PR #781, opened 2024-09-09
Run frontend specs on ubuntu 24.04

spuun:
Run frontend specs on ubuntu 24.04

Run frontend specs

### DIFF
--- a/.github/workflows/ci.yml
+++ b/.github/workflows/ci.yml
@@ -138,7 +138,7 @@ jobs:
           path: bin/
 
   path_filter:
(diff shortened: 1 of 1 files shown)


.github/workflows/ci.yml
```diff
@@ -157,7 +157,7 @@ jobs:
 
   spec_frontend:
     name: Fronted specs
```
viktorerlingsson, line 159: Maybe also fix this typo 😄 (and same in `path_filter` above)

PR #1828, opened 2026-03-24
Add load_definitions config option

baelter:
## Motivation

When running LavinMQ in Docker Compose, there's no clean way to pre-configure vhosts, users, exchanges, and queues. The workaround is to start the container, then exec `lavinmqctl import_definitions` inside it, which means the broker briefly runs without the expected topology. RabbitMQ solves this with `load_definitions`, and this PR brings the same capability to LavinMQ.

With this, you mount a definitions JSON file into the container and point the config at it. The broker imports it on startup before accepting connections.

## Changes

- New `load_definitions` config option under `[main]` that takes a path to a JSON definitions file
- `GlobalDefinitions.import_from_file` class method that reads and imports the file, reusing the same logic as `POST /api/definitions` and `lavinmqctl import_definitions`
- Extracts `Definitions`, `GlobalDefinitions`, and `VHostDefinitions` from the HTTP controller into `src/lavinmq/definitions.cr` so the launcher doesn't pull in the HTTP layer
- Boot-time import is non-destructive: existing users, permissions, policies, and parameters are not overwritten (matches RabbitMQ behavior). HTTP API imports keep their upsert behavior.
- A fresh node with `load_definitions` configured skips creating the default "/" vhost and "guest" user, letting the definitions file be the sole source of truth

## Usage

```ini
[main]
load_definitions = /path/to/definitions.json
```

```yaml
# docker-compose.yml
services:
  lavinmq:
    image: cloudamqp/lavinmq
    volumes:
      - ./definitions.json:/etc/lavinmq/definitions.json:ro
      - ./lavinmq.conf:/etc/lavinmq/lavinmq.conf:ro
```

## Test plan

- [x] Spec: imports definitions from a JSON file on startup
- [x] Spec: raises `File::NotFoundError` for missing file
- [x] Spec: raises `JSON::ParseException` for invalid JSON
- [x] Spec: boot-time import does not overwrite existing users
- [x] Spec: boot-time import does not overwrite existing permissions
- [x] Spec: fresh node skips default vhost/user when load_definitions is configured
- [x] Existing definitions specs pass
- [x] Linter clean


src/lavinmq/launcher.cr
```diff
@@ -62,6 +63,7 @@ module LavinMQ
       @amqp_server = amqp_server = LavinMQ::Server.new(@config, @replicator)
       @http_server = http_server = LavinMQ::HTTP::Server.new(amqp_server)
       setup_log_exchange(amqp_server)
+      load_definitions(amqp_server)
```
kickster97: We should load the definitions file before setting up the log exchange so the "/" vhost exists when starting from a clean data directory with `load_definitions` configured. If we don't, `setup_log_exchange` will crash since the default vhost is not created when `load_definitions` is set. (I guess this is by design?) 

```suggestion
      load_definitions(amqp_server)
      setup_log_exchange(amqp_server)
```

src/lavinmq/definitions.cr
```diff
@@ -0,0 +1,411 @@
...
+    private def import_permissions(body, skip_existing = false)
+      if permissions = body["permissions"]?
+        permissions.as_a.each do |p|
+          vhost = p["vhost"].as_s
+          user = p["user"].as_s
+          next if skip_existing && @amqp_server.users[user]?.try(&.permissions[vhost]?)
+          configure = p["configure"].as_s
+          read = p["read"].as_s
+          write = p["write"].as_s
+          @amqp_server.users[user].permissions[vhost] = {
```
kickster97: This is not really introduced by this PR, but if we import definitions for a user that doesn't exist we will crash. Not as big of a deal when the code was only in the HTTP controller, but if we run this at boot its more problematic. 
We should nil-guard and log a warning, something like: 

```suggestion
          unless u = @amqp_server.users[user]?
             Log.warn { "No user named #{user}, can't import permissions" }
             next
           end
           u.permissions[vhost] = {
```

src/lavinmq/launcher.cr
```diff
@@ -135,10 +137,19 @@ module LavinMQ
       {% end %}
     end
 
+    private def load_definitions(amqp_server)
+      path = @config.load_definitions
+      return if path.empty?
+      GlobalDefinitions.import_from_file(path, amqp_server)
```
snichme, line 143: We should have some handling here is the file pointed to by the config doesn't exists or is invalid. 

I think the broker should just not start but it should be handled in a graceful way not just `FileNotFound`

baelter: Now rescued in the launcher's `load_definitions` and aborts with a clear message for missing file, permission denied, invalid JSON, and a generic fallback. Importer still raises raw exceptions (existing specs cover that), the launcher just turns them into a clean shutdown.

src/lavinmq/definitions.cr
```diff
@@ -0,0 +1,417 @@
...
+      end
+    end
+
+    def fetch_vhost?(json) # ignore vhost property, always use the specified one
+      @vhost
+    end
+  end
+
+  class GlobalDefinitions < DefinitionsImporter
+    Log = LavinMQ::Log.for "definitions"
```
kickster97:
```suggestion

```

src/lavinmq/definitions.cr
```diff
@@ -0,0 +1,417 @@
...
+
+    def fetch_vhost?(json)
+      if name = json["vhost"]?.try(&.as_s)
+        if vhost = vhosts[name]?
+          vhost
+        else
+          Log.warn { "No vhost named #{name}, can't import #{name}" }
+        end
+      else # if vhost property is missing, use first/default vhost
+        vhosts.first_value
```
kickster97:
```suggestion
     elsif vhost = vhosts.first_value?
       vhost # if vhost property is missing, use first/default vhost
     else
      Log.warn { "No vhost defined, can't import entry without vhost" }
```

kickster97 (approved):

src/lavinmq/definitions.cr
baelter: Removed the duplicate `Log` constant in commit 6c6c545e.

src/lavinmq/definitions.cr
baelter: Applied the suggestion -- `fetch_vhost?` now uses `first_value?` and warns when no vhost is defined. Same commit (6c6c545e).

kickster97:
Don't forget to add documentation on this :)

PR #1829, opened 2026-03-25
Handle 404 errors gracefully when viewing deleted entities in UI

### LINKED ISSUE #889: Handle 404 responses from api nicer
**Describe the bug**
If you have an exchange view open and the exchange is deleted you'll get a "Something went wrong: Error fetching data: [object Object]" error above the bindings table. We're probably having similar messages in other views.

**How to reproduce**
Open the management UI and have the exchange view open, while an exchange gets deleted via amqp.

**Expected behavior**
We should handle 404s better and display that the entity is (probably) deleted.

queelius:
## Summary

Fixes #889

When an entity (exchange, queue, connection, etc.) is deleted while its management UI detail page is open, the UI previously showed the unhelpful error "Something went wrong: Error fetching data: [object Object]". This PR makes the UI handle 404 responses gracefully:

- **Entity detail pages** now catch 404 errors, stop the periodic refresh interval, and replace the page content with a clear "not found" message and a link back to the entity list page
- **Table data sources** now emit a distinct `not_found` event on 404, which the table renders as a user-friendly message instead of the generic error
- **Error serialization** is fixed so error objects always have a `message` property (preventing `[object Object]` in string concatenation)

## Root cause

The error object created in `http.js` on non-OK responses had no `message` property. When the datasource caught this error and tried to emit it, the object was passed through to `toggleDisplayError()` which concatenated it into a string, producing `[object Object]`. Additionally, none of the entity detail pages (exchange.js, queue.js, etc.) had `.catch()` handlers for their periodic API fetch calls.

## Files changed

- `static/js/http.js` - Add `message` property to error objects
- `static/js/datasource.js` - Emit `not_found` event on 404; ensure error messages are always strings
- `static/js/table.js` - Handle `not_found` event; fix error display fallback
- `static/js/dom.js` - Add `showEntityNotFound()` helper function
- `static/js/exchange.js` - Handle 404 on entity fetch
- `static/js/queue.js` - Handle 404 on entity fetch
- `static/js/connection.js` - Handle 404 on entity fetch
- `static/js/channel.js` - Handle 404 on entity fetch
- `static/js/vhost.js` - Handle 404 on entity fetch
- `static/js/user.js` - Handle 404 on entity fetch
- `static/js/stream.js` - Handle 404 on entity fetch

## Test plan

- [ ] Open an exchange detail page, delete the exchange via AMQP, verify the UI shows "Exchange not found" with a link to the exchanges list
- [ ] Open a queue detail page, delete the queue, verify the UI shows "Queue not found" with a link to the queues list
- [ ] Verify the same behavior for connections, channels, vhosts, users, and streams
- [ ] Verify the bindings table on exchange/queue pages shows "This resource no longer exists" instead of `[object Object]`
- [ ] Verify normal (non-404) errors still display correctly
- [ ] Run `npx standard static/js` to verify linting passes

### DIFF
--- a/static/js/channel.js
+++ b/static/js/channel.js
@@ -94,6 +94,7 @@ const prefetchHandler = () => {
 
 const prefetch = prefetchHandler()
 document.getElementById('ch-prefetch').appendChild(prefetch.el)
+let channelUpdateInterval = null
 function updateChannel () {
   HTTP.request('GET', channelUrl).then(item => {
     Chart.update(chart, item.message_stats)
@@ -118,7 +119,12 @@ function updateChannel () {
       chMode.replaceChildren(confirmSpan)
     }
     document.getElementById('ch-global-prefetch').textContent = Helpers.formatNumber(item.global_prefetch_count)
+  }).catch(e => {
+    if (e.status === 404) {
+      clearInterval(channelUpdateInterval)
+      DOM.showEntityNotFound('Channel', channel, 'channels')
+    }
   })
 }
 updateChannel()
-setInterval(updateChannel, 5000)
+channelUpdateInterval = setInterval(updateChannel, 5000)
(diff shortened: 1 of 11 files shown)


queelius:
Closing this to keep your queue clean. Happy to reopen if useful, or feel free to pick up any of it. Thanks!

- **Exercise prompt**
Your task is to copy every line of the entries that contains the string "startup".

- **Answer**
With this, you mount a definitions JSON file into the container and point the config at it. The broker imports it on startup before accepting connections.
- [x] Spec: imports definitions from a JSON file on startup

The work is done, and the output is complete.